Where this goes wrong is, e.g. perhaps the O(n^2) runtime occurs on "trivial" inputs which are disproportionately likely to appear. For example, if we the above hypothetical function is idempotent and runs in O(n^2) on all of its possible outputs, but O(n) on all other inputs, it'd be easy to accidentally quadratic by calling it on its result repeatedly under the assumption that it's safe to do so.*
There are variations, that's what we learned back at Uni. Expected O(f(n)), average O(f(n)), amortised O(f(n)), even expected amortised O(f(n)). "Expected" implied a randomised algorithm.
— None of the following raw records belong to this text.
PR #3731, opened 2026-02-10
fix: Netlify preview broken

BillCarsonFr:
Fixes https://github.com/element-hq/voip-internal/issues/475

Regression due to https://github.com/element-hq/element-call/pull/3720

`deploy-to-netlify.yaml` was referencing a non-existing config file. 
Causing the required config file to be served with a 200 OK response but a body `404 not found`, thus preventing the app to load

Not sure what was the expected behavior wanted by @toger5 , for now I am adding a custom config for sdk with no analytics or sentry?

The other replies are great, but just to put it concisely: big O is ‘worst case’ in terms of input size, while the ‘best case big O’ is ‘best case’ in terms of the input contents (‘shape’).
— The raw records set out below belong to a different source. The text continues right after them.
PR #3734, opened 2026-02-11
Logically separate the advertised transport from the active transport

### LINKED ISSUE #3716: Legacy mode hits the auth service endpoint whenever memberships change
### Steps to reproduce

1. Use Legacy mode
2. Open network devtools
3. Connect to call
4. Have someone else connect and disconnect repeatedly

#### What did you expect?

Client only hits the auth service endpoint on initial connection setup

#### What happened instead?

Client hits the auth service repeatedly whenever memberships change

### Operating system

_No response_

### Browser information

_No response_

### URL for webapp

_No response_

### Will you send logs?

No

robintown:
To correctly implement the legacy "oldest membership" mode, we need the code to be more nuanced about the local transport. Specifically, it needs to allow for the transport we advertise in our membership to be different from the transport that we connect to and publish media on. Otherwise, if these two are yoked together, members will resend their memberships whenever an SFU hop occurs, which an attacker could use to cause an amplified wave of state changes.

Closes https://github.com/element-hq/element-call/issues/3716
Closes https://github.com/element-hq/voip-internal/issues/474

### DIFF
--- a/src/state/CallViewModel/CallViewModel.ts
+++ b/src/state/CallViewModel/CallViewModel.ts
@@ -444,35 +444,34 @@ export function createCallViewModel$(
     memberId: uuidv4(),
   };
 
-  const localTransport$ = createLocalTransport$({
-    scope: scope,
-    memberships$: memberships$,
-    ownMembershipIdentity,
-    client,
-    delayId$: scope.behavior(
-      (
-        fromEvent(
-          matrixRTCSession,
-          MembershipManagerEvent.DelayIdChanged,
-          // The type of reemitted event includes the original emitted as the second arg.
-        ) as Observable<[string | undefined, IMembershipManager]>
-      ).pipe(map(([delayId]) => delayId ?? null)),
-      matrixRTCSession.delayId ?? null,
-    ),
-    roomId: matrixRoom.roomId,
-    forceJwtEndpoint$: scope.behavior(
-      matrixRTCMode$.pipe(
-        map((v) =>
-          v === MatrixRTCMode.Matrix_2_0
-            ? JwtEndpointVersion.Matrix_2_0
-            : JwtEndpointVersion.Legacy,
-        ),
+  const localTransport$ = scope.behavior(
+    matrixRTCMode$.pipe(
+      map((mode) =>
+        createLocalTransport$({
+          scope: scope,
+          memberships$: memberships$,
+          ownMembershipIdentity,
+          client,
+          delayId$: scope.behavior(
+            (
+              fromEvent(
+                matrixRTCSession,
+                MembershipManagerEvent.DelayIdChanged,
+                // The type of reemitted event includes the original emitted as the second arg.
+              ) as Observable<[string | undefined, IMembershipManager]>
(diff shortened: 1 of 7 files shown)


src/state/CallViewModel/localMember/LocalMember.ts
toger5, line 1: Always nice to see to only pass what we really need in the function.

src/state/CallViewModel/localMember/LocalTransport.ts
```diff
@@ -58,8 +61,8 @@ interface Props {
     OpenIDClientParts;
   // Used by the jwt service to create the livekit room and compute the livekit alias.
   roomId: string;
-  useOldestMember$: Behavior<boolean>;
-  forceJwtEndpoint$: Behavior<JwtEndpointVersion>;
+  useOldestMember: boolean;
+  forceJwtEndpoint: JwtEndpointVersion;
```
toger5, line 65: I do not immediately see how those two can be non observable?
Does this mean I need to rejoin to change from oldest member to mutlisfu?

src/state/CallViewModel/localMember/LocalTransport.ts
```diff
@@ -93,23 +96,35 @@ export interface LocalTransportWithSFUConfig {
...
   sfuConfig: SFUConfig;
 }
+
 export function isLocalTransportWithSFUConfig(
   obj: LivekitTransportConfig | LocalTransportWithSFUConfig,
 ): obj is LocalTransportWithSFUConfig {
   return "transport" in obj && "sfuConfig" in obj;
 }
 
+interface LocalTransport {
```
toger5, line 106: I like this

src/state/CallViewModel/CallViewModel.ts
```diff
@@ -444,35 +444,34 @@ export function createCallViewModel$(
...
-        map((v) =>
-          v === MatrixRTCMode.Matrix_2_0
-            ? JwtEndpointVersion.Matrix_2_0
-            : JwtEndpointVersion.Legacy,
-        ),
+  const localTransport$ = scope.behavior(
+    matrixRTCMode$.pipe(
+      map((mode) =>
+        createLocalTransport$({
+          scope: scope,
```
toger5: okay this is how we get away with making useOldestMember non observablie inside createLocalTransport

robintown: Yep, as I mentioned on Wednesday though it is unsafe to reference `scope` in the callback like this, it leads to resource leaks. So I had to replace the `map` with `generateItem`. (6cf859fd9e242501620c3053507d4a669f56004e) I still think this is worth it for how it lets the oldest member and multi-SFU branches be very cleanly separated in LocalTransport.ts.

src/state/CallViewModel/localMember/LocalTransport.ts
robintown: Indeed, the idea is you restart the LocalTransport state entirely when there's this kind of config change.

toger5 (approved):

Worst case, median case, and best case complexity have nothing to do with O/Θ/Ω.
When analyzing an algorithm, you want to compute the number of steps it has to execute in certain cases as a function of its input size(s). That function will be something like 2n^2 + 67n + 189 steps. Since this is too much information, you can then express it instead as O(n^2) (or O(n^100)) or Ω(n^2) (or Ω(25n) ) or Θ(n^2).
You can then also compute the best case running time of the algorithm as a function of the size of the input, and get 2n^2 + 67n. Then you can say that the best case running time is also O(n^2).
Finally, you can (sometimes) define an "average" running time.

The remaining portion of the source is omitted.